ASSIGNMENT
The expected answer comprises all lines from the entries that contain the string "Improve".

AVAILABLE DATA
PR #189, opened 2020-01-20
Improve auto set-up of question capabilities when a StudentQuiz is created

### LINKED ISSUE #182: Improve auto set-up of question capabilities
@timhunt was so kind and commented a review with suggestions
https://github.com/frankkoch/moodle-mod_studentquiz/commit/8823472fe7e642d17b4b91376288d04d585e5528#commitcomment-36792684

EXERCISE RESULT
Improve auto set-up of question capabilities when a StudentQuiz is created
### LINKED ISSUE #182: Improve auto set-up of question capabilities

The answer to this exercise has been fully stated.